[Extracted records]
┄┄┄┄┄┄┄┄┄┄┄┄┄┄┄┄┄┄┄┄

PR #781, opened 2017-10-04
[Dev] Adds a lock for the node/yarn/npm versions which match metaphysics

orta:
screen shot 2017-10-04 at 11 22 25 am

### DIFF
--- a/package.json
+++ b/package.json
@@ -2,6 +2,11 @@
   "name": "emission",
   "version": "1.4.0-beta.4",
   "description": "Artsy React(Native) components.",
+  "engines": {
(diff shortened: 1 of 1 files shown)


package.json
```diff
@@ -2,6 +2,11 @@
   "name": "emission",
   "version": "1.4.0-beta.4",
   "description": "Artsy React(Native) components.",
+  "engines": {
+    "node": "8.4.x",
+    "npm": "5.4.x",
+    "yarn": "1.x"
+  },
```
mennenia: omg YAS 🙌

PR #775, opened 2017-10-01
[packager] Fix release builds by switching from Metro to Haul.

alloy:
* https://github.com/callstack/haul
* Looks like we’ll loose a little packaging performance, but not too much and probably does not outweigh the amount of time we spent during upgrades to get our setup to work http://blog.nparashuram.com/2017/04/react-native-packager-vs-haul.html#results
* TODO We need to make automatically launching a custom debugger (React Native Debugger.app) work, someone should PR that to the Haul repo.

Skip New Tests

PR #785, opened 2017-10-06
[Dev] switch back to RNP

### LINKED ISSUE #776: TODOs related to switch to Haul
- [ ] Make Haul open a custom debugger (React Native Debugger.app in our case)
- [ ] Make Haul’s Babel usage compatible with Babel 7 by making this `ignore` value an array: https://github.com/callstack/haul/blob/9bca526d050de98423b4a56a087ee1cc3d7666ea/bin/cli.js#L4 (Need to check if Babel 6 also accepts an array as the value for compatibility.)
- [ ] Try the [relay-compiler-webpack](https://github.com/danielholmes/relay-compiler-webpack-plugin) plugin, rather than using a standalone tool.

orta:
Hand reverts #777  / #775  and fixes #776 

I spent 2 days using this build, and found development speed to be a bit too slow to be worth the value we'd get from the consolidation on WebPack ( performance was on the same order of magnitude as seen in Reaction https://github.com/artsy/reaction/issues/211 ) vs the defaults inside RNP/Metro

A live-reload would take 11s on average, and a HMR would take 5s. So, was worth the experiment, but switching back for the moment. Would recommend opening #775 to review.


alloy:
> Would recommend opening #775 to review.

What do you mean by this?

orta:
ah, mainly so that you can compare the before/after

PR #798, opened 2017-10-24
[dev] v1.3.12 release for scrollview bug

sarahscott:
Reverts scroll hack commits from a few months ago - related to https://github.com/artsy/eigen/issues/2439


alloy:
@sarahscott These changes also need to be ported to `master`, otherwise we’d re-introduce them in the next major release.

┄┄┄┄┄┄┄┄┄┄┄┄┄┄┄┄┄┄┄┄

• [HOW TO COMPLETE THIS TASK] Copy down each line in the entries that has the word "opened".

• [TASK RESPONSE]
PR #781, opened 2017-10-04
PR #775, opened 2017-10-01
PR #785, opened 2017-10-06
PR #798, opened 2017-10-24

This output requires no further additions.